# DATA EXTRACT:
================================

Issue #3567, opened 2022-11-03
wgsl: explain the mnemonic for fma, ldexp, frexp


dneto0:
Request from @zoddicus .  It really would make it more friendly.

dneto0:
ldexp:
I traced ldexp back to an instruction on the PDP-11 floating point unit.  "Load exponent".
(Search for "FP11-E floating-point processor user's guide" and read the fascinating manual for the FP11 family of floating point processors.)
It seems IEEE 754 calls this "scaleB".

frexp:
The FP11 had a 'stexp' instruction for "store exponent".  If the float input X to frexp is normal, then the return value is X with its exponent zeroed out. So that's the obvious tie-in.  Inf, NaN, zero, and subnormal have their own handling.
It seems IEEE 754 calls this "logB".
Stack overflow [suggests](https://stackoverflow.com/questions/38952503/meaning-of-ldexp-and-frexp/58523529#58523529) it stands for "float radix exponent".  That seems about right, but I don't have a more authoritative source.

fma: This is "Fused multiply add".
IEEE 754 calls this "fusedMultiplyAdd".   In that standard the intermediate (a*b)+c is calculated as if with infinite precision, and rounding only once at the end. Note that OpenCL C requires that.
However, GLSL fma, Vulkan's requirements for SPIR-V GlslStd450Fma uses "inherited" accuracy from FMul followed by FAdd; i.e. it may as well be replaced by multiply then add.  In other words, the fusing is not actually required.

dneto0:
Several people say "frexp" is obviously "fraction exponent" as in "split a floating point number into a fraction and an exponent"

dneto0:
Both PRs landed. Closing.

PR #3570, opened 2022-11-04
Add mnemonics for ldexp and fma

dneto0:
See #3567

### DIFF
--- a/wgsl/index.bs
+++ b/wgsl/index.bs
@@ -12005,6 +12005,17 @@ the sign bit appears in the most significant bit position.
     <td>Description
     <td>Returns `e1 * e2 + e3`.
     [=Component-wise=] when `T` is a vector.
+
+    Note: The name `fma` is short for "fused multiply add".
+
+    Note:
+    The [[!IEEE-754|IEEE-754]] `fusedMultiplyAdd` operation computes the intermediate results
+    as if with unbounded range and precision, and only the final result is rounded
+    to the destination type.
+    However, the [[#floating-point-accuracy]] rule for `fma` allows an implementation
+    which performs an ordinary multiply to the target type followed by an ordinary addition.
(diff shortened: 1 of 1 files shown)


wgsl/index.bs
```diff
@@ -12252,6 +12263,10 @@ Note: The result is not mathematically meaningful if `e` &le; 0.
     </blockquote>                
 
     [=Component-wise=] when `T` is a vector.
+
+    Note: A mnemonic for the name `ldexp` is "load exponent".
+    The name may have been taken from the corresponding instruction in the floating point unit of
+    the PDP-11.
```
dneto0, line 12269: See how "ldexp" is mentioned in
"8.9 Floating point instructions" in the Assembler Reference Manual part of the [Unix Version 7 Volume 2B.](https://s3.amazonaws.com/plan9-bell-labs/7thEdMan/v7vol2b.pdf)

dneto0: And Unix was famously developed on the PDP-11.
http://bitsavers.org/pdf/dec/pdp11/handbooks/PDP11_Handbook1979.pdf found from Wikipedia entry for PDP-11

[FP11-E floating point users guide](http://www.bitsavers.org/pdf/dec/pdp11/1160/EK-FP11E-UG-001_FP11-E_Users_Guide_Dec77.pdf) (1977) found by searching for "PDP-11 floating point instructions"

munrocket: wow, so cool, didn't know this mnemonic about ldexp.

alan-baker (approved):

wgsl/index.bs
dneto0: yeah.  It didn't take too long to find.  But then that led me on a digging expedition for 'frexp'. I could not find an authoritative reference.

Issue #3571, opened 2022-11-05
wgsl: fp conversion overflow is error when const-expr (not just abstract type)


dneto0:
This is another conflation of const-expression being abstract numerics.
The spec currently says:

> Otherwise, the original value lies outside the finite range of the destination type:

> * A [shader-creation error](https://gpuweb.github.io/gpuweb/wgsl/#shader-creation-error) results if the original value is of [abstract numeric type](https://gpuweb.github.io/gpuweb/wgsl/#abstract-numeric-types).

But that condition should instead be based on whether the expression is a const-expression. So it could, for example be triggered for a too-large abstract float being converted to f32.

Similarly pipeline-creation error for pipeline expression.

PR #3572, opened 2022-11-05
float conversion overflow is compile-time error if orginal expression…

dneto0:
… is compile-time

Fixes the confusion of abstract == const-expression. It's not the same.

Fixes: #3571

### DIFF
--- a/wgsl/index.bs
+++ b/wgsl/index.bs
@@ -10204,7 +10204,8 @@ When converting a value to a floating point type:
          WGSL does not specify whether the larger or smaller representable
          value is chosen, and different instances of such a conversion may choose differently.
     * Otherwise, the original value lies outside the finite range of the destination type:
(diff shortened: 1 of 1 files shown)


alan-baker (approved):

dneto0:
Marking as editorial because the rule is already embodied in https://gpuweb.github.io/gpuweb/wgsl/#floating-point-evaluation   where it says:

> It is a [shader-creation error](https://gpuweb.github.io/gpuweb/wgsl/#shader-creation-error) if any [const-expression](https://gpuweb.github.io/gpuweb/wgsl/#const-expressions) of floating-point type evaluates to NaN or infinity.

> It is a [pipeline-creation error](https://gpuweb.github.io/gpuweb/wgsl/#pipeline-creation-error) if any [override-expression](https://gpuweb.github.io/gpuweb/wgsl/#override-expressions) of floating-point type evaluates to NaN or infinity

PR #3573, opened 2022-11-05
Add samples

pixcai:


greggman:
IMO samples are not really appropriate for this repo. I think the 2 that are in it now should be remove. One no longers runs, the other seems irrelevant to the spec and should probably be moved.

greggman:
The samples folder has been removed from this repo

https://github.com/gpuweb/gpuweb/pull/4191

The workload example that was there has been moved here:

https://github.com/webgpu/webgpu-samples/commit/9ba31fa100b2d10fbf0f4e1081d6d363acf25f37

PR #3577, opened 2022-11-07
Allow slightly more expressions for pointer arguments

alan-baker:
* Modify the restriction on pointer arguments to allow intermediate names to be introduced without violating the restrictions
  * trace through let-declarations to the root identifier
* Changed to improve usability and consistency of the language

### DIFF
--- a/wgsl/index.bs
+++ b/wgsl/index.bs
@@ -8222,7 +8222,7 @@ of declarations.
     var unusable_priv : array<i32, 4>;
     fn foo() {
       var usable_func : f32;
-      var unuable_func : S;
+      var unusable_func : S;
 
       let a_priv = &usable_priv;
       let b_priv = a_priv;
--- a/wgsl/index.bs
+++ b/wgsl/index.bs
@@ -8238,6 +8238,7 @@ of declarations.
 
       baz(&usable_priv); // Valid, address-of a variable.
       baz(a_priv);       // Valid, effectively address-of a variable.
+      baz(b_priv);       // Valid, effectively address-of a variable.
       baz(c_priv);       // Valid, effectively address-of a variable.
       baz(d_priv);       // Invalid, memory view has changed.
       baz(e_priv);       // Invalid, memory view has changed.
--- a/wgsl/index.bs
+++ b/wgsl/index.bs
@@ -8181,20 +8181,14 @@ Note: The [=attribute/const=] attribute cannot be applied to user-declared funct
     * [=address spaces/private=]
     * [=address spaces/workgroup=]
     * [=address spaces/storage=]
-* Each argument of pointer type to a [=user-defined function=] [=shader-creation error|must=] be one of:
-    * An [[#address-of-expr|address-of expression]] of a
-        [[#var-identifier-expr|variable identifier expression]]
-    * A [=formal parameter|function parameter=]
-    * A [[#constant-identifier-expr|constant identifier expression]] or
-        [[#address-of-expr|address-of expression]] where the only expressions
-        applied to the [=root identifier=] would satisfy the previous two
-        rules.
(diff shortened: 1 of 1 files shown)


wgsl/index.bs
```diff
@@ -8185,14 +8185,75 @@ Note: The [=attribute/const=] attribute cannot be applied to user-declared funct
...
+
+    struct S {
+      x : i32
+    }
+
+    var usable_priv : i32;
+    var unusable_priv : array<i32, 4>;
+    fn foo() {
+      var usable_func : f32;
+      var unuable_func : S;
```
ben-clayton, line 8225: `ususable_func`?

Although annotating these variables with `usable` and `usable` is a little confusing, because it's not the variable type that makes them usable or not - it's the expressions that wrap these.

wgsl/index.bs
```diff
@@ -8185,14 +8185,75 @@ Note: The [=attribute/const=] attribute cannot be applied to user-declared funct
...
+
+      let a_priv = &usable_priv;
+      let b_priv = a_priv;
```
ben-clayton, line 8228: doesn't appear to be referenced.

wgsl/index.bs
alan-baker: Well there is no way given the function declarations that take pointers to make those variable usable, that's why I chose that naming.

wgsl/index.bs
```diff
@@ -8185,14 +8185,75 @@ Note: The [=attribute/const=] attribute cannot be applied to user-declared funct
     * An [[#address-of-expr|address-of expression]] of a
         [[#var-identifier-expr|variable identifier expression]]
     * A [=formal parameter|function parameter=]
+    * A [[#constant-identifier-expr|constant identifier expression]] or
```
dneto0, line 8188: The direction is good, but the 'that is' is not an equivalence.

E.g. you can chain & and * together

```
fn (p : ptr<function,i32>) {
     helper(  &*p );
}
```

We already have the concept of 'full pointer' that is almost exactly what we need.  Except we'd need to fold in the formal parameter case, which then also has to mix into the recursive cases.
It's like we would need concepts of 'full reference to a root identifier' and 'full pointer to a root identifier' that are recusrively defined just like full-reference and full-pointer.

alan-baker: That type of example is included the added examples.

Why do you think it is not equivalent? The way we define a memory view is memory locations, type, and access mode. So `p` and `&*p` should be the same view no?

wgsl/index.bs
ben-clayton: You could pass a direct pointer to `ususable_func` as a function parameter, no?

alan-baker: That is in the examples below.

alan-baker: Oh I see what you mean, yes, but the context is related to `bar`, `bar2`, and `baz` declarations.

wgsl/index.bs
```diff
@@ -8181,18 +8181,74 @@ Note: The [=attribute/const=] attribute cannot be applied to user-declared funct
...
+<div class='example wgsl' heading='Valid and invalid pointer arguments'>
+  <xmp highlight='rust'>
+    fn bar(p : ptr<function, f32>) {
+    }
+
+    fn baz(p : ptr<private, i32>) {
+    }
+
+    fn bar2(p : ptr<function, f32>) {
+      let a = &*&*&(p);
```
dneto0, line 8205: That last & can't be there.  Should e `&*&*p`

dneto0 (changes requested):
Only remaining issue is a typo in the example.

dneto0 (approved):

dneto0:
Will land this with an FYI to the committee.
This is a technical fix that doesn't expand the power of the language (you know what I mean) but improves regularity.

Issue #3183, opened 2022-07-15
Add support for 3D compressed textures.


mrshannon:
In #1522 it was decided to not support 3D compressed textures until someone came up with a strong case for why it is needed.

In our engine we use 3D compressed textures as part of the volumetric cloud system. Naturally these are decently large textures (being 3D) which is where compressed textures can really be beneficial. On desktop BCn compression easily reduces these volumetric textures to a quarter of their uncompressed size, with ASTC 3D block footprints giving even better reductions on mobile. Given memory limitations on many devices (and browsers) we need to take any compression advantages we can get.

julhe:
I think there are actually quite some use cases where 3D compression would be beneficial:

- Flipbooks (like for pre-computed fire or smoke)
- Signed Distance Fields
- Pre-Computed procedural noise (Perlin and such)
- 3D Lightmaps

I think it's also realistically to say that no support for 3D compression will force users to emulate 3D with compressed 2D slices, which has worse performance, bandwidth and space usage.

kainino0x:
This is great, thank you! We'll definitely be considering this feature again after V1 is complete.

kainino0x:
Bumped by issue #4537. I will retriage this into M2 I guess, since I _think_ it will go in core?

I'll make a quick note here: the 3d compressed formats (like 3x3x3) barely exist (Vulkan doesn't even have an extension for them), so I don't think we're likely to pursue them anytime soon.

Using 2d compressed formats with 3d is relatively straightforward though.

kainino0x:
"needs investigation" into what the backend support for this is (so, whether it will be core or not - I'm pretty sure it's widespread enough that it warrants inclusion in the first place)

mehmetoguzderin:
@kainino0x Does that mean this issue has milestone 2 for 2D compressed blocks supporting 3D textures and taking 3D blocks out of consideration? Or does that mean this issue will be multiple steps for compressed 3D textures as a whole, first solving 2D compressed blocks feature regression here, not closing, and re-triaging for future 3D blocks? I think this issue makes an excellent point for 3D blocks, following up on the issue preceding this, but as we point out here and the issue I recently made, there is a lack of support.

I will return an investigation into this matter in detail soon, but I just want to make sure that doing so does not discard a consideration of this issue.

Thank you.

mehmetoguzderin:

================================

# YOUR OBJECTIVE:
Wherever the word "constant" turns up in a line of the listing, that line counts; report the total as a lone number.

# EXPECTED OUTPUT:
2